* **WORK INSTRUCTION**
Your task is to copy every line below that contains the word "them".

* **RECORDS FOR PROCESSING**
↓

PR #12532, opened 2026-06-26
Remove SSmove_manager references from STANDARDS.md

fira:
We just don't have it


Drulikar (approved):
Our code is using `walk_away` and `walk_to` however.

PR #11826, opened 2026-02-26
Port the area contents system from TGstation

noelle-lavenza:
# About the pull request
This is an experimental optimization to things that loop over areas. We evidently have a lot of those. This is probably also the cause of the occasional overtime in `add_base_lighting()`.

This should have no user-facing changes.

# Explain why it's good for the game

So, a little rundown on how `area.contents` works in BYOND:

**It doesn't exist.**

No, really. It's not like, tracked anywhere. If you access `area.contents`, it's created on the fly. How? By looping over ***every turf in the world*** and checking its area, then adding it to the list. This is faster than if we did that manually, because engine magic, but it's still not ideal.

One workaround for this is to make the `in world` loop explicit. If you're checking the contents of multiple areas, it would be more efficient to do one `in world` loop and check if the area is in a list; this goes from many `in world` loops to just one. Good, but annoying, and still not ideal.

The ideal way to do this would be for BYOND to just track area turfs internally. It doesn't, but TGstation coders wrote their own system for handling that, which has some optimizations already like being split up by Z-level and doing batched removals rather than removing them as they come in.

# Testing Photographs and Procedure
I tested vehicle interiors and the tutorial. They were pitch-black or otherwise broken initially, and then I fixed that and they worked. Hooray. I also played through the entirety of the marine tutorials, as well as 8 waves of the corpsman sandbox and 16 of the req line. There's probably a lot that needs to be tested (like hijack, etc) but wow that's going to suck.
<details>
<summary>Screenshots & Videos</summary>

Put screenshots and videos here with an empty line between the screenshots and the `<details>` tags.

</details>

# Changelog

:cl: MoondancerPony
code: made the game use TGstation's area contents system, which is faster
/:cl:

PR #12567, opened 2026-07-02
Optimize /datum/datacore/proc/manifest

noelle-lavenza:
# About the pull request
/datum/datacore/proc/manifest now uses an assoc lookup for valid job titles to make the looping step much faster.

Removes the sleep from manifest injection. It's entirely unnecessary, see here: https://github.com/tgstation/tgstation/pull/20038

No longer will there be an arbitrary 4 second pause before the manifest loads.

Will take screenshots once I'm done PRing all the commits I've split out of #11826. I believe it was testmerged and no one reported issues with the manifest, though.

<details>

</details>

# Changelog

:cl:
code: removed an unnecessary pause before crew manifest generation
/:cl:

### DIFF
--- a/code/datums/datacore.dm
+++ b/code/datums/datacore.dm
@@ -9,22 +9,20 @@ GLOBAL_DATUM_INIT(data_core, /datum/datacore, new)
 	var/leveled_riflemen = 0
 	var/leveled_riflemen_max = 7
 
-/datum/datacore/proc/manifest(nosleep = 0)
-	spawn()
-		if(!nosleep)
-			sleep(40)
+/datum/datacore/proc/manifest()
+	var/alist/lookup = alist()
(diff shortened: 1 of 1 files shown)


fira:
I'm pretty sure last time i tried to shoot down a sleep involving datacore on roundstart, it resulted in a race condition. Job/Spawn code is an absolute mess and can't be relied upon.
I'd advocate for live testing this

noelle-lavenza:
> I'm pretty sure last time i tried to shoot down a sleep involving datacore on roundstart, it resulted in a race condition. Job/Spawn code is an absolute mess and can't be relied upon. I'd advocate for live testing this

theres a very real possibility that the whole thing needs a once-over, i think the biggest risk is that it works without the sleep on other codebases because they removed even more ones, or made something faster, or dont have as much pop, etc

↑
↓

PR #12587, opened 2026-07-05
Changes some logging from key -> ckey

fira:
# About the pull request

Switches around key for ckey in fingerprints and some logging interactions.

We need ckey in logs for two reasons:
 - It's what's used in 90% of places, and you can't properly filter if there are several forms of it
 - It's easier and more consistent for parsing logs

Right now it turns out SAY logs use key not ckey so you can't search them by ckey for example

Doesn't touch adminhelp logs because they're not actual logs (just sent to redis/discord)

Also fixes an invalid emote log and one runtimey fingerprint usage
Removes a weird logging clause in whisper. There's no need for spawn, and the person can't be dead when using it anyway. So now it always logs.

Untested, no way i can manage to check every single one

↑
↓

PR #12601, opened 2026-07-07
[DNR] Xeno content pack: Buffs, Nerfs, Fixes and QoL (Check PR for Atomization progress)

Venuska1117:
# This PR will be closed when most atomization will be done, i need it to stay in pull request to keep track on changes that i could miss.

↑

* **TASK OUTPUT**
The ideal way to do this would be for BYOND to just track area turfs internally. It doesn't, but TGstation coders wrote their own system for handling that, which has some optimizations already like being split up by Z-level and doing batched removals rather than removing them as they come in.
Right now it turns out SAY logs use key not ckey so you can't search them by ckey for example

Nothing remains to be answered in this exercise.